**Work request**
Return every line of the data exactly as it appears.

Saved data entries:
☆ ☆ ☆ ☆ ☆ ☆ ☆

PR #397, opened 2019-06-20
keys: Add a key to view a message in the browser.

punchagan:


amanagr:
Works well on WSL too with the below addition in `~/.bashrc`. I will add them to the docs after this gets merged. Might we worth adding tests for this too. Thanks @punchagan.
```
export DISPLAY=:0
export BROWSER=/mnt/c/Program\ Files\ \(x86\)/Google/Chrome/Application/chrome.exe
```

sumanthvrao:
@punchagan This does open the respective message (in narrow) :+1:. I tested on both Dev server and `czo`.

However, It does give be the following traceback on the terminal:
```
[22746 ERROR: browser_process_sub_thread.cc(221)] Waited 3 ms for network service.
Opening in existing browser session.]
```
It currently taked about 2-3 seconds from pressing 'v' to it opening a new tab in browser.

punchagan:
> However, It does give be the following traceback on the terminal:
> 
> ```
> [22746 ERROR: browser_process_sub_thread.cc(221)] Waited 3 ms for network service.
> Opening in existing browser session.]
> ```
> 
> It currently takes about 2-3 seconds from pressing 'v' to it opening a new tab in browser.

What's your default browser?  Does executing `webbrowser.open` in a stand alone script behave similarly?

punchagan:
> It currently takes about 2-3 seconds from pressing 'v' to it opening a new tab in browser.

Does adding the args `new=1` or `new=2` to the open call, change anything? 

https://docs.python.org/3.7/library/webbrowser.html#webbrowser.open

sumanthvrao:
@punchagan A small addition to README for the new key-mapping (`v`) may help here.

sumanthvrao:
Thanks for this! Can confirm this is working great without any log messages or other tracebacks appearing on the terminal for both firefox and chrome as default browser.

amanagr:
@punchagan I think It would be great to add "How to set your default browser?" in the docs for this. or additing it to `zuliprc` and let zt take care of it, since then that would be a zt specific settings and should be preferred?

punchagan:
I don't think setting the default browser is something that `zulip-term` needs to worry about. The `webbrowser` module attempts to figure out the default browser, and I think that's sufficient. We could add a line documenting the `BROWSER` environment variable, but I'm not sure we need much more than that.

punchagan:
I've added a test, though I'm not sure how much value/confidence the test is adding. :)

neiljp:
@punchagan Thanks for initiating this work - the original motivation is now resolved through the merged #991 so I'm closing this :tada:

☆ ☆ ☆ ☆ ☆ ☆ ☆

**Task result**
PR #397, opened 2019-06-20
keys: Add a key to view a message in the browser.

punchagan:


amanagr:
Works well on WSL too with the below addition in `~/.bashrc`. I will add them to the docs after this gets merged. Might we worth adding tests for this too. Thanks @punchagan.
```
export DISPLAY=:0
export BROWSER=/mnt/c/Program\ Files\ \(x86\)/Google/Chrome/Application/chrome.exe
```

sumanthvrao:
@punchagan This does open the respective message (in narrow) :+1:. I tested on both Dev server and `czo`.

However, It does give be the following traceback on the terminal:
```
[22746 ERROR: browser_process_sub_thread.cc(221)] Waited 3 ms for network service.
Opening in existing browser session.]
```
It currently taked about 2-3 seconds from pressing 'v' to it opening a new tab in browser.

punchagan:
> However, It does give be the following traceback on the terminal:
> 
> ```
> [22746 ERROR: browser_process_sub_thread.cc(221)] Waited 3 ms for network service.
> Opening in existing browser session.]
> ```
> 
> It currently takes about 2-3 seconds from pressing 'v' to it opening a new tab in browser.

What's your default browser?  Does executing `webbrowser.open` in a stand alone script behave similarly?

punchagan:
> It currently takes about 2-3 seconds from pressing 'v' to it opening a new tab in browser.

Does adding the args `new=1` or `new=2` to the open call, change anything? 

https://docs.python.org/3.7/library/webbrowser.html#webbrowser.open

sumanthvrao:
@punchagan A small addition to README for the new key-mapping (`v`) may help here.

sumanthvrao:
Thanks for this! Can confirm this is working great without any log messages or other tracebacks appearing on the terminal for both firefox and chrome as default browser.

amanagr:
@punchagan I think It would be great to add "How to set your default browser?" in the docs for this. or additing it to `zuliprc` and let zt take care of it, since then that would be a zt specific settings and should be preferred?

punchagan:
I don't think setting the default browser is something that `zulip-term` needs to worry about. The `webbrowser` module attempts to figure out the default browser, and I think that's sufficient. We could add a line documenting the `BROWSER` environment variable, but I'm not sure we need much more than that.

punchagan:
I've added a test, though I'm not sure how much value/confidence the test is adding. :)

neiljp:
@punchagan Thanks for initiating this work - the original motivation is now resolved through the merged #991 so I'm closing this :tada:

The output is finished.